# Temperatue Gauge Fluctuating-



## scoobydoo55 (May 21, 2006)

2001 Nissan Altima GXE
49000 miles


Hi all 
A few months ago i noticed the temperature gauge fluctuating on my car,sometimes it drops to 0 ( the lowest number on the scale). i know this is incorrect because i have been running the car for long periods and the car should be hot.
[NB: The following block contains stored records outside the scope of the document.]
PR #2927, opened 2025-05-28
Show a tooltip to find the obs wheel with all observation options

jtklein:
Closes MOB-784.

### DIFF
--- a/package.json
+++ b/package.json
@@ -131,6 +131,7 @@
     "react-native-vector-icons": "^10.2.0",
     "react-native-vision-camera": "4.0.5",
     "react-native-volume-manager": "^1.10.0",
+    "react-native-walkthrough-tooltip": "^1.6.0",
     "react-native-webview": "^13.8.4",
     "react-native-worklets-core": "^1.3.3",
     "realm": "^20.1.0",
--- a/src/components/AddObsModal/AddObsButton.js
+++ b/src/components/AddObsModal/AddObsButton.js
@@ -9,8 +9,8 @@ import { getCurrentRoute } from "navigation/navigationUtils.ts";
 import * as React from "react";
 import Tooltip from "react-native-walkthrough-tooltip";
 import { log } from "sharedHelpers/logger";
-import { useLayoutPrefs } from "sharedHooks";
-import useStore from "stores/useStore";
+import { useCurrentUser, useLayoutPrefs } from "sharedHooks";
+import useStore, { zustandStorage } from "stores/useStore";
 
 const logger = log.extend( "AddObsButton" );
 
@@ -22,15 +22,21 @@ const AddObsButton = ( ): React.Node => {
 
   const { isAllAddObsOptionsMode } = useLayoutPrefs( );
   const currentRoute = getCurrentRoute();
+  const currentUser = useCurrentUser( );
 
   // Controls wether to show the tooltip, and to show it only once to the user
   const showKey = "AddObsButtonTooltip";
   const shownOnce = useStore( state => state.layout.shownOnce );
   const setShownOnce = useStore( state => state.layout.setShownOnce );
+  const numOfUserObservations = zustandStorage.getItem( "numOfUserObservations" );
   // Only show the tooltip if the user has only AI camera as an option in this button.
   // Only show the tooltip on MyObservations screen.
   const triggerCondition = !isAllAddObsOptionsMode
-    && currentRoute?.name === "ObsList";
+    && currentRoute?.name === "ObsList"
+    // If logged out, user should see the tooltip after making their second observation
+    && !currentUser
+    && numOfUserObservations > 1;
+
   // The tooltip should only appear once per app download.
   const tooltipIsVisible = !shownOnce[showKey] && triggerCondition;
 
--- a/src/components/AddObsModal/AddObsButton.js
+++ b/src/components/AddObsModal/AddObsButton.js
@@ -13,7 +13,10 @@ import useStore from "stores/useStore";
 
 const logger = log.extend( "AddObsButton" );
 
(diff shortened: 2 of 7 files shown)


jtklein:
This requires this to be merged first: https://github.com/inaturalist/iNaturalistReactNative/pull/2932
Or if not the right solution to be updated with setting `shownOnce` to {} in all tests that are failing.

package.json
```diff
@@ -130,6 +130,7 @@
     "react-native-vector-icons": "^10.2.0",
     "react-native-vision-camera": "4.0.5",
     "react-native-volume-manager": "^1.10.0",
+    "react-native-walkthrough-tooltip": "^1.6.0",
```
albullington, line 133: I'm increasingly anxious about the vast number of libraries we are struggling to maintain. What's the main reason to use this instead of using the modal library we already have? Positioning? Did you try an implementation with modals?

src/components/AddObsModal/AddObsButton.js
```diff
@@ -2,25 +2,52 @@
...
   const closeModal = React.useCallback( () => setModal( false ), [] );
 
-  const resetObservationFlowSlice = useStore( state => state.resetObservationFlowSlice );
   const { isAllAddObsOptionsMode } = useLayoutPrefs( );
+  const currentRoute = getCurrentRoute( );
+  const currentUser = useCurrentUser( );
+
+  // Controls whether to show the tooltip, and to show it only once to the user
+  const showKey = "AddObsButtonTooltip";
+  const shownOnce = useStore( state => state.layout.shownOnce );
```
albullington, line 29: Can we rename `shownOnce` to be more descriptive about which components are relying on this global state? I can't keep track, but I know it's at least pivot cards and this tooltip. Angie's dismissable banner PR is going to add a similar store called `loginBannerDismissed` which has slightly different viewing conditions but is also shown once, so I'd love to see a name like that: `pivotCardsAndToolTipShown` or something along those lines.

src/components/AddObsModal/AddObsButton.js
```diff
@@ -2,25 +2,52 @@
...
+  const setShownOnce = useStore( state => state.layout.setShownOnce );
+  const numOfUserObservations = zustandStorage.getItem( "numOfUserObservations" );
+  // Only show the tooltip if the user has only AI camera as an option in this button.
+  // Only show the tooltip on MyObservations screen.
+  const triggerCondition = !isAllAddObsOptionsMode
+    && currentRoute?.name === "ObsList"
+    // If logged out, user should see the tooltip after making their second observation
```
albullington, line 36: appreciate the extra comments here

albullington (changes requested):
I'm expecting violent pushback on why we need a tooltip library, so I approve that part even though I'm concerned about it.

Requesting changes just on the naming, because the more things that are relying on `shownOnce`, the more important it is to understand what it's doing.

package.json
jtklein: This library seemed reasonably well maintained. I could try to do the same with existing modals we have but my question would be what is a good cost-benefit analysis here. Building it with the existing codebase has a an additional cost of work, incorporating a new library has a an additional cost of maintenance but where the net benefit is I don't know.

jtklein: The main reason was speed of delivering this feature.

src/components/AddObsModal/AddObsButton.js
jtklein: For sure we can rename this key, however, since it is already shipped to production and persisted on user's devices we would also need to write migration logic to not show the onboarding material again on existing user's devices. So, in essence the name might be vague but there are costs associated with renaming now. In any case what I can already do now is extract the tooltip shown into a boolean similar to `loginBannerDismissed` if that helps. Though I prefer the simplicity of `shownOnce` because is completely agnostic of what component it is used to control. Because we are just adding a key whenever a component is shown it does not matter which component it is as long as we are using the same key.

If we want to rename I would argue for another issue ticket for that.

package.json
kvangork: I've got my own preferences about how to approach tradeoffs like these, but instead of sharing them here I think it'd be best if we have a team conversation then agree to a strategy for future work.
If this code currently works, using the newly added dependency, let's merge it rather than holding and potentially re-implementing based on that discussion (added to next week's agenda).

src/components/AddObsModal/AddObsButton.js
kvangork: In what sense is this key already shipped to production if this PR isn't merged yet?
If it is shared by multiple components, the generic `shownOnce` name might be right as it would prevent future renaming when/if additional components use the key too.
If it's not shared, then I'm confused and would suggest adding a new explicitly named key for each new component (starting with this tooltip).

jtklein: It is shared by multiple components. The key of the persisted store is defined here: [shownOnce](https://github.com/inaturalist/iNaturalistReactNative/blob/7ce12fb66c1a9798a929f53e1dca7e21de4bddd3/src/stores/createLayoutSlice.ts#L63) and is already in production with this https://github.com/inaturalist/iNaturalistReactNative/pull/2667 since v1.0.0 as it also controls wether a pivot card has been shown already.
The basic implementation idea is that persisted under the key `shownOnce` is an object and each component that is only supposed to be shown once is represented as an uniquey key (with a boolean as value but ultimately doesn't matter) while the component key is only being added after it has been shown. So a check for: Does this key exist equals to this component has been shown already.
This object is persisted on user's devices with the key `shownOnce`, so if we were to rename it an existing user's app (since version 1.0.0) will start with an empty object and show all pivot cards again. Unless we migrate the persisted state.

I recently opened the cap on the radiator and noticed some type of a brownish looking paste at the top of the radiator, also i'm not sure but if u leave the radiator open and let the car run isn't the level supposed to go down when the thermostat opens, my level doesn't seem to drop so i can add fluid to it. one more thing , my overflow tank has a hole at the top , fluid doesn't leak out of it but could this be causing any of the problems . i just dont wanna drive the car while it is extremely hot and know know it , i'm the type that like to make sure car is Ok, 
Thnaking you guys in advance for all of your help


----------



## LONDONDERRY (May 19, 2004)

scoobydoo55 said:


> 2001 Nissan Altima GXE
> 49000 miles
> 
> 
> ...



Check the temp sensor its probably loose.


----------



## scoobydoo55 (May 21, 2006)

where is the temp sensor, can it be replaced and is it easily replaced and what about the open overflow tank is this a problem


----------



## Vandy-1 (Apr 14, 2006)

scoobydoo55 said:


> 2001 Nissan Altima GXE
> 49000 miles
> 
> 
> ...



The brownish paste you saw in the rad could be a stop leak sealer additive such as 
bars leak that someone put in there, if not your system likely needs a flushing badly.
Your coolant level is not dropping because the system is full.
If you need to add coolant always add it to the overflow tank, the system will suck what
it needs from the overflow tank or burp some back into the tank if necessary.
The hole at the top of the overflow tank will have no effect on your problem.
Your coolant sensor and sender are next to each other on the pasenger rear side of motor.
but first check to see that a fuse is not blown.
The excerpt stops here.